Write the entries below out again without a single difference.

(Records from a data collection)
=== Section Start ===

PR #629, opened 2023-07-03
:technologist: Reduce Test runtime for JP2

shaneahmed:
- Reduce Test runtime for JP2 `test_fuzz_read_region_baseline_size`
- This test takes longest time to run on CI. Number of iterations is quite high which can be reduced to improve tests run time.


John-P (approved):

John-P:
We could also get a smaller test JP2 image. That way we can use more iterations for a robust test but it should be faster.

shaneahmed:
> We could also get a smaller test JP2 image. That way we can use more iterations for a robust test but it should be faster.

This was the smallest we could get but I will try.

=== Section End ===

▶ Solution to this problem:
PR #629, opened 2023-07-03
:technologist: Reduce Test runtime for JP2

shaneahmed:
- Reduce Test runtime for JP2 `test_fuzz_read_region_baseline_size`
- This test takes longest time to run on CI. Number of iterations is quite high which can be reduced to improve tests run time.


John-P (approved):

John-P:
We could also get a smaller test JP2 image. That way we can use more iterations for a robust test but it should be faster.

shaneahmed:
> We could also get a smaller test JP2 image. That way we can use more iterations for a robust test but it should be faster.

This was the smallest we could get but I will try.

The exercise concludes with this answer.